Razor was a big, meaty, chocolate-colored mutt. By the looks of her, she had genes that ran the full range of bull—bulldog, pit bull, bull terrier. Needless to say, she came out looking fairly nasty. Despite the ferociousness of her face, however, it was the dog’s other end you had to worry about. Razor was a relentless farter. The only person who didn’t mind the stench, of course, was B-Man (probably because he reeked so bad himself).
“You sure about this?” Calen asked me.
We had parked close (but not too close) to the wall of the Super Center where B-Man was pacing. Calen had cut the engine, but we just sat there.
“If you know that guy, go talk to him. Not me. Looks like if he breathed on you, you’d get AIDS.”
Alana rewarded Calen’s crack about AIDS with a slap to the back of his head.
“Ow!”
Sometimes, you can talk to B-Man and it’s like talking to a regular person. There’s a certain logic to the conversation, or something approaching logic. Other times—or rather, most of the time—it’s gibberish.
I got out of the car and walked over to him. I had a feeling it was a gibberish day. B-Man was pacing back and forth, muttering to himself, Razor following at his heels.
“Solid ground. Fuckers always keep it shifting.” At least that’s what I think he said (apparently, but not necessarily, to his dog). “You find some solid ground, and you stick it.” To demonstrate, he stabbed the air, fingers sharp as a blade. “Never know what’s coming. The machine’ll fuck ya every time. Cuz there’s ghosts in there. Echoes! Wheels within wheels, man, wheels within wheels!”
“B-Man?”
He stopped and looked at me. Razor toddled over and sniffed my crotch. When I shoved her head away, she blasted out a fart.
“Gross!” was Alana’s response, through the car window.
I stepped around the dog and the cloud of fumes. “B-
Man? What’s up?”
He didn’t answer because he was too busy muttering to himself. For a second, I thought it was a mistake coming over. Maybe I should have done what I usually did when I saw B-Man: Ignore him. Instead, I went a bit closer.
“I’m looking for A-Man. He around?”
B-Man paused for a second, then went on pacing. “If you know where he is, could you tell me?” More pacing. More muttering.
“B-Man? It’s me, Kaz. From the Sit ’n’ Spin. I work for Mr. Rodolfo, remember?”
The moment I said “Mr. Rodolfo,” B-Man flinched. I had his full attention. But instead of telling me where A-Man was, he charged at me.
Nomi yelled from the car. “Kazuo!”
I turned to run, but Razor already had a whiff of B-Man’s rage. She was between me and the car, barking and farting for all she was worth. Before I could get away, B-Man grabbed hold of my T-shirt, pulling my face right inside the mouth of his hood. His breath in there was almost as bad as what spewed from Razor’s ass crack.
“You tell John,” B-Man said through gritted teeth, “that A-Man has the money.”

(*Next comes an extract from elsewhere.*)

PR #256, opened 2019-03-03
DO NOT MERGE: avoid using InstallMethodWithCache if cache is deactivated

mohamed-barakat:
This is NOT a PR but rather a question.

“What are you talking about?” John was Mr. Rodolfo’s first name.
“Money. From the poker.”
I heard Calen start the car, and for a second I thought he was about to bail on me. But he didn’t. He gunned the engine and drove toward us. B-Man’s eyes bugged out, and even Razor was shaken. She let out a skittish stream of little putt-putt-putt farts. Calen screeched to a halt and climbed out. He raised his hands to show B-Man they were empty.
“Hey, guy, we’re not looking for any trouble, okay? Let go of my friend and we’ll leave you alone.”
He started to come around the car, but Razor growled at him. Meanwhile, instead of obeying Calen and letting go of me, B-Man re-tightened his grip on my T-shirt.
“Cool it, B,” said a voice. “Kaz don’t know the first thing about it.”
It was A-Man, B-Man’s only friend (no one knew what the A stood for, either). They were both ex-soldiers and they had served together in Afghanistan. Going over there shattered something in B-Man, or maybe he was already cracked to begin with. Anyway, neither one of them fared well after the big pullout. Now they both live full-time at the Emerson Center.
A-Man strolled out from the far side of the Dumpsters, zipping his fly. He had been back there the whole time, taking a piss.
“I told you before,” he said to B-Man. “It’s all cool with me and Rodolfo. You gotta quit making such a big deal about it. Besides, I got till the end of the month to pay him.”
“You do?” B-Man looked confused. It was possible he didn’t know what month it was.
“It’s really nothing.” A-Man ambled over to us. Seeing the two of them side by side, you really got a sense of what opposites they were. B-Man was a short, squat, muscly white dude, while A-Man was tall, spidery, and black. One thing they shared, however, was a penchant for headgear. A-Man topped off his bald head with a kufi skull cap. It had once been white (I assume), but he wore it so often it was turning more the color of—well, me. Kind of yellowy-brown.
“Let go of him, B. He’s just a kid.”
B-Man obeyed.
“What’s going on?” A-Man asked me. He peered into Calen’s Volkswagen.
I explained how we’d been shot down trying to buy beer for a party, and I thought maybe if we gave him the money, he could buy it for us.
A-Man had a thick black goatee around his mouth. He rubbed it thoughtfully. “Who’s the kid?” he asked.
“That’s my sister.”
“Okay, well, it’s not like I’m above buying booze for a minor, but c’mon—not that minor.”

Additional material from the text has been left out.